Persoalan seputar gender memang tidak ada habisnya untuk dikaji. Apalagi di Indonesia, banyak sekali faktor struktural ataupun kultural yang tidak menguntungkan bagi perempuan. Hal-hal inilah yang coba diulas secara mendalam oleh Francisia SSE Seda, Sosiolog sekaligus Dosen Sosiologi FISIP UI, dalam bukunya yang berjudul Perempuan: Perspektif Sosiologi Gender. Melalui buku ini, Francisia berusaha mematahkan anggapan bahwa kajian sosiologi gender telah kehilangan relevansinya dalam kajian akademik karena dinilai lebih bersifat perjuangan atau ideologis. Ia berpendapat bahwa ranah kajian gender memiliki pemikiran yang membantu kajian akademik.

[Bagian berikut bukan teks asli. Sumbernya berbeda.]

PR #944, opened 2020-11-11
dom/-to-array.ts replaced with Array.from()

izelnakri:
Removed redundant code. We can now use native `Array.from()`.


rwjblue:
> We can now use native Array.from().

Hmm, I didn't think that `Array.from` was supported by IE11 🤔

izelnakri:
> Hmm, I didn't think that `Array.from` was supported by IE11

Yes its still not supported, however the current browser support is 94.59%: https://caniuse.com/?search=Array.from

Array.from is easy to shim, and native `Array.from` must be much faster since its native, thats why I removed it.

rwjblue:
Sure, but we still support IE11 (and do not require a polyfill).

izelnakri:
@rwjblue closed in favor for polyfilled implementation: https://github.com/emberjs/ember-test-helpers/pull/949

PR #945, opened 2020-11-18
Use RSVP promises instead of `_Promise` class extension in helper hooks

drewlee:
Still seeing a few strange async related test failures throughout a bunch of tests. For whatever reason, using RSVP promises directly resolves these failures. Applying this change has somewhat reduced the overall number of failing tests we've been seeing after upgrading to the new test dependencies.

### DIFF
--- a/addon-test-support/@ember/test-helpers/-internal/helper-hooks.ts
+++ b/addon-test-support/@ember/test-helpers/-internal/helper-hooks.ts
@@ -1,4 +1,4 @@
-import { _Promise as Promise } from '../-utils';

“Kalau tidak ada aktivis perempuan, tidak ada kajian akademik”, ungkap Francisia pada acara peluncuran bukunya tersebut, Jumat (22/12).
Bersama Mia Siscawati, Ph.D (Antropolog & Ahli Kajian Gender), dan Dr. Ani Soetjipto (Ahli Hubungan Internasional, Gender & Aktivis HAM) yang hadir sebagai pembahas, Francisia mengulas kerangka besar isi bukunya yang mengangkat topik representasi perempuan dalam kancah perpolitikan. Ia menilai bahwa representasi tersebut belum cukup menggambarkan Indonesia sebagai masyarakat berkeadilan gender. Polemik relasi gender, pembatasan peran karena adanya konstruksi ibuisme negara, ketimpangan perempuan dalam pendidikan, serta strategi pengarusutamaan gender dalam pemilu merupakan beberapa poin bahasan dalam buku yang menegaskan bahwa ketidakadilan gender tidak terlepas dari adanya faktor kultural dan struktural. Mia, mencoba menyoroti faktor kultural dengan berbicara mengenai perkawinan anak dan tradisi perjodohan di beberapa adat. Sementara, Ani mempertanyakan kembali makna representasi perempuan dalam politik.
“Apakah peningkatan representasi perempuan secara kuantitas sejalan dengan representasi secara substansi? Seperti apa yang dibutuhkan? Perempuan yang badannya saja, atau perempuan dengan kriteria-kriteria tertentu, tidak bisa asal perempuan?”, tanya Ani.
Sepakat dengan Ani, Mia juga berpendapat bahwa women interest dan gender interest dalam representasi politik tidak linier.
“Kita boleh punya presiden perempuan, kita boleh punya 9 menteri perempuan, tetapi sampai hari ini kita masih punya saudara-saudara perempuan yang berjuang melepaskan diri dari gangguan, ancaman perkawinan anak”,ujar Mia.
Dari diskusi yang berlangsung, diketahui bahwa gender interest tidak terakomodasi dalam visi dan arah pembangunan jangka panjang periode 2005-2025. Sehingga, adanya representasi perempuan dalam politik yang memiliki perspektif gender merupakan sebuah harapan agar bisa ikut merumuskan kebijakan yang lebih mengakomodasi kepentingan gender dalam penyusunan Rencana Pembangunan Jangka Panjang (RPJP) berikutnya.